Copy the records out again in full, keeping them identical.

### Data for this exercise:
BEGIN
PR #514, opened 2024-07-17
Ensure Ingredient data_types make it to the store and back.

gpeacock:
Ensure Ingredient data_types are written to the ingredient assertion and are read back from it.
Add test cases to verity this.


dyro (approved):

mauricefisher64 (approved):
👍

PR #716, opened 2024-12-06
feat: Add `RawSigner` trait to `c2pa-crypto` (derived from `c2pa::Signer`)

scouten-adobe:


scouten-adobe:
Work in progress: I plan, as part of this PR, to move the signer implementations in to c2pa_crypto. This part moves most of the `Signer` trait into c2pa_crypto (here known as `RawSigner`, since it only implements the core signature algorithm).

More to come tomorrow …

dyro (approved):

mauricefisher64 (approved):
Approved.

PR #775, opened 2024-12-12
feat: Move `TrustHandlerConfig` trait into `c2pa-crypto` crate

scouten-adobe:


scouten-adobe:
Withdrawn in favor of #779.

PR #779, opened 2024-12-13
feat: Introduce `c2pa_crypto::CertificateAcceptancePolicy`

scouten-adobe:
This replaces the `TrustHandler` trait and its implementations in the core `c2pa` crate. Turns out most of what was there is not platform-specific and can be consolidated down into a single platform-generic struct.


scouten-adobe:
There are a couple of unit test failures in this build which I will investigate as I have time over the weekend.

internal/crypto/src/cose/certificate_acceptance_policy.rs
```diff
@@ -0,0 +1,258 @@
...
+    /// > the validator’s trust anchor store for C2PA signers.
+    ///
+    /// This function reads zero or more X.509 root certificates in PEM format
+    /// and configures the trust handler to accept certificates that chain up to
+    /// these trust anchors.
+    ///
+    /// [§14.4.1, C2PA Signers]: https://c2pa.org/specifications/specifications/2.1/specs/C2PA_Specification.html#_c2pa_signers
+    pub fn add_trust_anchors(
+        &mut self,
+        trust_anchor_pems: &[u8],
```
END
### Solved exercise:
PR #514, opened 2024-07-17
Ensure Ingredient data_types make it to the store and back.

gpeacock:
Ensure Ingredient data_types are written to the ingredient assertion and are read back from it.
Add test cases to verity this.


dyro (approved):

mauricefisher64 (approved):
👍

PR #716, opened 2024-12-06
feat: Add `RawSigner` trait to `c2pa-crypto` (derived from `c2pa::Signer`)

scouten-adobe:


scouten-adobe:
Work in progress: I plan, as part of this PR, to move the signer implementations in to c2pa_crypto. This part moves most of the `Signer` trait into c2pa_crypto (here known as `RawSigner`, since it only implements the core signature algorithm).

More to come tomorrow …

dyro (approved):

mauricefisher64 (approved):
Approved.

PR #775, opened 2024-12-12
feat: Move `TrustHandlerConfig` trait into `c2pa-crypto` crate

scouten-adobe:


scouten-adobe:
Withdrawn in favor of #779.

PR #779, opened 2024-12-13
feat: Introduce `c2pa_crypto::CertificateAcceptancePolicy`

scouten-adobe:
This replaces the `TrustHandler` trait and its implementations in the core `c2pa` crate. Turns out most of what was there is not platform-specific and can be consolidated down into a single platform-generic struct.


scouten-adobe:
There are a couple of unit test failures in this build which I will investigate as I have time over the weekend.

internal/crypto/src/cose/certificate_acceptance_policy.rs
```diff
@@ -0,0 +1,258 @@
...
+    /// > the validator’s trust anchor store for C2PA signers.
+    ///
+    /// This function reads zero or more X.509 root certificates in PEM format
+    /// and configures the trust handler to accept certificates that chain up to
+    /// these trust anchors.
+    ///
+    /// [§14.4.1, C2PA Signers]: https://c2pa.org/specifications/specifications/2.1/specs/C2PA_Specification.html#_c2pa_signers
+    pub fn add_trust_anchors(
+        &mut self,
+        trust_anchor_pems: &[u8],
```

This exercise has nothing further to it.